Sunday, December 23, 2018

Small Buildings of Kyoto: Volume II Book Review

Small Buildings of Kyoto: Volume II
The second volume of John Einarsen’s delightful little picture book, Small Buildings of Kyoto: Volume II has recently been published by Kyoto Journal. The book came about from a hit photo series on Instagram which focused on the charm and visual richness of seemingly ordinary structures in Kyoto. This photo series led to the first edition, Small Buildings of Kyoto being published in 2017.

Kyoto Journal is an award-winning quarterly English magazine founded in Kyoto in 1987 with the goal of presenting cultural insights from Japanese and Asian culture.

The Book’s Content 

Small Buildings of Kyoto: Volume II is a great insight into the real buildings and architecture of Kyoto that usually don’t make it into the books and travel guides about this historic city.

Kyoto, Japan’s ancient capital is famous for its masterpieces of Japanese architecture and UNESCO World Heritage Sites with many of its buildings listed as National Treasures and Important Cultural Properties.

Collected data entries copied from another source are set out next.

PR #2367, opened 2021-11-05
packaging, rpm: remove exclude clause from tar

tswhison:
Preserves any .so's archived in the repo so that they can be
properly distributed with python projects.

### DIFF
--- a/packaging/opae/rpm/create-tarball.sh
+++ b/packaging/opae/rpm/create-tarball.sh
@@ -21,7 +21,6 @@ tar --transform=$trans \
   --exclude=build \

While the buildings in this book might not have the stunning beauty of these national treasures, they do have their own charm and beauty through their quaint and quirky characteristics. Each building has its own story to tell, offering you a fascinating insight into the way Kyotoites live today.

Small Buildings of Kyoto: Volume II

My View 

Why I really like this book? It is compact and full of beautiful colour photos that highlight the enduring charm of Kyoto’s everyday architecture.

The colour photos in the book are not of the iconic postcard-worthy attractions of Kyoto such as Kinkaku-ji (The Golden Pavilion) and Kiyomizu-dera Temple, but the everyday buildings that make up the urban fabric of the city.

I love the range of buildings covered in this book that showcase a mix of influences with some dating from the pre-war Taisho era (1912-1926) and others an interesting hybrid of textures, materials and shapes.

Kyoto Coffee Pocket

One thing that I really admire about Japanese architecture is how they get the most out of working with limited space to create elegant and graceful structures.

The best way to really get out and explore Kyoto is on foot by walking through the backstreets and tucked-away neighbourhoods that offer you the magic of the everyday charm of modern Kyoto.

This book is perfect for anyone looking to get some real insight on the everyday life of modern Kyoto. The quirky, humble and endearing buildings in the book reveal another side of Japan’s ancient capital city.

Ginka Coffee Shop

About the Writer 

The author, John Einarsen is a photographer and long-term resident of Kyoto. Originally from Colorado, he fell in love with Kyoto on his first trip there and settled down there in the early 1980s. He is the founder editor of Kyoto Journal and has served as an advisor to the Japan Times.

Small Buildings of Kyoto: Volume II is available now from the Kyoto Journal Website.


  1. I have been following you from the beginning of your blogging journey and this is yet another great post. Keep posting!

    1. Hello Richard. Thank you for your comment and kind words. I am so glad to hear that you have been following me since my blogging journey started all those years ago. I hope you continue to enjoy my posts and I hope to be able to post more in 2019. Cheers and Happy New Year!